* Collected data entries:
========

PR #1705, opened 2025-02-26
Fix pickle copying singleton

KKyang:
Prevents any modules or functions which use pickle as backend copy a new instance.


StaceyLai (approved):

vin-huang (approved):

davidd-amd:
@KKyang I think I understand the goal of this change but can you please provide a description of what this solves and any measurements of build times and ram usage before and after? Otherwise, it looks good to me. Thanks for sharing.

PR #1713, opened 2025-02-27
Deprecate default as cov option

davidd-amd:
If users are configuring with cmake directly and explicitly set cov to "default" this will change default to 4 and warn that the default option is deprecated.


bstefanuk:
I'm concerned this won't cover all of the use-cases (though it may). Some individuals are setting code object version in input configuration files, so they may be looking for a way to translate those entries internal to Tensile/TensileCreateLibrary. We may have to hunt down these workflows for more clarity.

davidd-amd:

========

* EXERCISE: Using the data above, print every record exactly as shown.

* EXERCISE ANSWER:
PR #1705, opened 2025-02-26
Fix pickle copying singleton

KKyang:
Prevents any modules or functions which use pickle as backend copy a new instance.


StaceyLai (approved):

vin-huang (approved):

davidd-amd:
@KKyang I think I understand the goal of this change but can you please provide a description of what this solves and any measurements of build times and ram usage before and after? Otherwise, it looks good to me. Thanks for sharing.

PR #1713, opened 2025-02-27
Deprecate default as cov option

davidd-amd:
If users are configuring with cmake directly and explicitly set cov to "default" this will change default to 4 and warn that the default option is deprecated.


bstefanuk:
I'm concerned this won't cover all of the use-cases (though it may). Some individuals are setting code object version in input configuration files, so they may be looking for a way to translate those entries internal to Tensile/TensileCreateLibrary. We may have to hunt down these workflows for more clarity.

davidd-amd:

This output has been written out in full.